Run rating scan and find "unknown" files on your system. Please send them to Comodo for whitelisting for all of ours sake.

 

[shmu26]

Both works, sometimes new vendors added to TVL but on cloud. Your file can have a digital signature that doesn't exist in TVL but in cloud TVL So you can run your file again freely.
My suggest is leave it default, it will give you great easy of use. You cannot know which vendor is lying on your system.
Let's say you disabled many of the vendors in TVL..then you should be ready for many sandboxed files and alerts.. You cannot handle it.

Do you want a suggestion?
You set Proactive config (thats very good move)
Disable HIPS (to prevent more alerts, if you love HIPS don't do that) Actually I am not using HIPS.

Left the other settings as default. Believe me, you will be secure! This is what I am using for years.
Run rating scan and find "unknown" files on your system. Please send them to Comodo for whitelisting for all of ours sake.

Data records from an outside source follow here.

PR #700, opened 2025-12-01
Hotfix: add missing check for ScheduleBaseIntent

taco-paco:
Added missing check for `ScheduleBaseIntent` instructions. `!signers.contains(&validator_id)` check was missing for BaseIntents

Additionally, to avoid similar inconsistencies centralized logic in 1 function

## Summary by CodeRabbit

* **Bug Fixes**
  * More consistent permission checks for committing schedules, reducing incorrect authorization rejections and improving error messages and logging.

* **Refactor**
  * Centralized schedule permission validation into a single validation path to remove duplicated checks and simplify access-control flow.

### DIFF
--- a/Cargo.lock
+++ b/Cargo.lock
@@ -3871,6 +3871,7 @@ dependencies = [
  "libc",
  "log",
  "magicblock-core",
+ "magicblock-metrics",
  "num-format",
  "num_cpus",
  "prost 0.11.9",
--- a/magicblock-ledger/Cargo.toml
+++ b/magicblock-ledger/Cargo.toml
@@ -19,6 +19,7 @@ num-format = { workspace = true }
 prost = { workspace = true }
 serde = { workspace = true }
 magicblock-core = { workspace = true }
+magicblock-metrics = { workspace = true }
 scc = { workspace = true }
 solana-account-decoder = { workspace = true }
 solana-measure = { workspace = true }
--- a/magicblock-ledger/src/database/ledger_column.rs
+++ b/magicblock-ledger/src/database/ledger_column.rs
@@ -254,6 +254,15 @@ where
         write_batch.delete::<C>(key);
     }
 
+    pub fn delete_range(
+        &self,
+        from: C::Index,
+        to: C::Index,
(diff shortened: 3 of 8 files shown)


programs/magicblock/src/magic_scheduled_base_intent.rs
```diff
@@ -520,3 +508,47 @@ impl UndelegateType {
...
+    parent_program_id: Option<&Pubkey>,
+    signers: &HashSet<Pubkey>,
+) -> Result<(), InstructionError> {
+    let validator_id = validator_authority_id();
+    if parent_program_id != Some(committee_owner)
+        && !signers.contains(committee_pubkey)
+        && !signers.contains(&validator_id)
+    {
+        match parent_program_id {
+            None => {
```
Dodecahedr0x: nit: only making the error depend on the value of the parent_program_id might not be clear. If there is no parent id, we could still expect commitee or validator to be a signer, which could result in a `MissingRequiredSignature` error. This would alse make the message in the `Some` branch more concise

programs/magicblock/src/magic_scheduled_base_intent.rs
```diff
@@ -351,28 +352,15 @@ impl CommitType {
...
-                            "ScheduleCommit ERR: account {} must be owned by {} or be a signer, but is owned by {}",
-                            pubkey, parent_id, owner
-                        );
-                        Err(InstructionError::InvalidAccountOwner)
-                    }
-                }
-            } else {
-                Ok(())
-            }
+            validate_commit_schedule_rights(
```
bmuddha: nit: *_permissions is more commonly accepted term

programs/magicblock/src/magic_scheduled_base_intent.rs
```diff
@@ -520,3 +508,47 @@ impl UndelegateType {
         }
     }
 }
+
+/// Validate that a committee account has the right to be committed.
```
bmuddha: ditto `right -> permission`

Dodecahedr0x (approved):
LGTM

PR #753, opened 2025-12-18
fix: flush on preparation for shutdown

taco-paco:
In order to decrease shutdown downtime, we move flush in preparation step. Rocksd's destructor will handle graceful flushing and cleanup by itself

## Summary by CodeRabbit

* **Refactor**
  * Moved final data-flush to an earlier shutdown preparation step and added error logging when that flush fails.
  * Removed the final pre-shutdown flush and now cancels background work directly to reduce shutdown latency.
  * Results: clearer shutdown error visibility and faster graceful termination.


bmuddha (approved):
LGTM, I wish all PRs were that small :D

PR #768, opened 2025-12-22
perf: skip account ensure for noop transfers

thlorenz:
## Summary

Optimize fetching accounts for transactions by skipping account ensure operations for noop system transfer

this is the issue that I am concerned about: there are thousands of trusted vendors on the list. It is possible for malware authors to forge, steal or buy some of those sigs. In this scenario, system is in danger of infection, correct?

 

[yigido]

this is the issue that I am concerned about: there are thousands of trusted vendors on the list. It is possible for malware authors to forge, steal or buy some of those sigs. In this scenario, system is in danger of infection, correct?

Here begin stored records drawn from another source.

Issue #714, opened 2025-12-03
feat: allow to configure restriction for program that can be cloned in the ER


GabrielePicco:
## Description

As previously supported, we need to enable a configuration and relative implementation for restricting programs that can be cloned in the ER.

E.g.

```bash
allowed-programs = [{ id = "zb.......h" }]
```

would only allow to clone `zb.......h` program into the validator

PR #782, opened 2025-12-26
feat: add allowed_programs config option

thlorenz:
## Summary

Add `allowed_programs` configuration option to restrict which programs are cloned into the
validator from the remote chain. When specified, only programs in this list will be cloned; if
empty or not set, all programs are allowed.

CLOSES: #714

NOTE: I did not update the default config to show this new option since it is rarely used by
advanced operators only.

## Details

This change enables operators to limit the scope of program cloning for security purposes.

### magicblock-config

- Added `AllowedProgram` struct containing the program ID
- Added optional `allowed_programs` field to `ChainLinkConfig` that holds a list of allowed programs
- Exported `AllowedProgram` for external use

### magicblock-chainlink

- Modified `FetchCloner` to accept `allowed_programs` during construction
- Added `is_program_allowed()` method that checks if a program is in the allowed list
- Added filtering logic in two places:
  - `on_program_update()`: Skips cloning of disallowed programs during subscription updates
  - `fetch_and_clone_accounts()`: Skips cloning of disallowed programs when fetching from the remote
- Updated all call sites to pass the `allowed_programs` parameter
- Added comprehensive tests:
  - `test_allowed_programs_filters_programs()`: Verifies that blocked programs are filtered
  - `test_allowed_programs_none_allows_all()`: Verifies that when no restriction is set, all programs are allowed

### test-integration

- Added integration test `allowed_programs.rs` that validates the feature end-to-end with a running validator

## Summary by CodeRabbit

* **New Features**
  * Added an optional program allowlist to restrict which programs are cloned during validator synchronization.
  * Configuration now supports specifying an approved set of programs for cloning.

* **Tests**
  * Added integration tests validating program filtering during validator startup.
  * Tests cover restricted, unrestricted (None), and empty-allowlist behaviors.

### DIFF
--- a/test-integration/test-config/tests/allowed_programs.rs
+++ b/test-integration/test-config/tests/allowed_programs.rs
@@ -86,6 +86,9 @@ fn run_allowed_programs(allow_committor_program: bool) {
         validator
     );
 
+    // Give validator another moment to fully startup
+    std::thread::sleep(std::time::Duration::from_secs(1));
+
     // We request both account infos and then verify that only the allowed one
     // is cloned if one was blocked
     expect!(


bmuddha (approved):
LGTM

TVL has very strict rules, it is so hard to enter this list. 2 years ago, there are some vendors in it those are adwares but Comodo deleted them from TVL. This is what I say "trusted malware"..but those are very fewand rare.. You cannot find them.. and this is why we have layers in CIS HIPS, Firewall, Viruscope (and Valkyrie soon)
How many malwares you can stop with this default deny system? I can assure you %99,9999999..
What about others? They even cannot protect you from ransomwares..
Comodo is great about preventing ransom actions.

 

[yigido]

@shmu26 Please read
When coming across a malware signed by Comodo please follow the steps as described in How to report fraudulent or malicious use of certificates issued by Comodo

 

[shmu26]

TVL has very strict rules, it is so hard to enter this list. 2 years ago, there are some vendors in it those are adwares but Comodo deleted them from TVL. This is what I say "trusted malware"..but those are very fewand rare.. You cannot find them.. and this is why we have layers in CIS HIPS, Firewall, Viruscope (and Valkyrie soon)
How many malwares you can stop with this default deny system? I can assure you %99,9999999..
What about others? They even cannot protect you from ransomwares..
Comodo is great about preventing ransom actions.

thanks for explanations.
it sounds like CIS autosandbox works a little differently from CCAV autosandbox. In the latter, if I understand right, a file will only be trusted if it fulfills two conditions: signature is in TVL, and file is in "known files" list.